[Action item]:
Across the listing below, how many lines contain "system"? Answer with the number and nothing else.

[Entries provided]:

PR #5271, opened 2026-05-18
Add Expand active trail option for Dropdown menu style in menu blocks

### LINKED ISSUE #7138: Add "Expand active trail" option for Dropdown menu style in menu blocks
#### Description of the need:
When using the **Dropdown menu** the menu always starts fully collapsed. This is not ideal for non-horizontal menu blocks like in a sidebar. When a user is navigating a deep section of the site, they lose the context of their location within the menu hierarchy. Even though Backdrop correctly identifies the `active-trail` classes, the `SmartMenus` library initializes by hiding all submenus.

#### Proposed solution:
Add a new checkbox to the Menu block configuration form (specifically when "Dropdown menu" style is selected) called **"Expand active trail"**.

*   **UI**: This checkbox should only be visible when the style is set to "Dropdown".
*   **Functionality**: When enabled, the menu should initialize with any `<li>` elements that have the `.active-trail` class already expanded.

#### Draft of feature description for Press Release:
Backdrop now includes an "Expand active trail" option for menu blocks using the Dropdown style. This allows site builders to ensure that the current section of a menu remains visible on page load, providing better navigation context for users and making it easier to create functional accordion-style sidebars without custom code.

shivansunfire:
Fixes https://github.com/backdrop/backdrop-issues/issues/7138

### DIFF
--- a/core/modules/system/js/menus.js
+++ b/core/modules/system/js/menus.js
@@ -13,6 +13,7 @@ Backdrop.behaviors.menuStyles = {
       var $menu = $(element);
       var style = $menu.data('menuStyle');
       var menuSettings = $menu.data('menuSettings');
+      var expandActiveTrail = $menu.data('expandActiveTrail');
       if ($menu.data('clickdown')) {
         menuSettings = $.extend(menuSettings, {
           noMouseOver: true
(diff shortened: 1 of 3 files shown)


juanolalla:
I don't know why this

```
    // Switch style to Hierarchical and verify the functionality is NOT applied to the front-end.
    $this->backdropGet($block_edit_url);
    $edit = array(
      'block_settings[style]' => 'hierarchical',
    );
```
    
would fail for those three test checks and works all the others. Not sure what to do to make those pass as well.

[Written response]:
2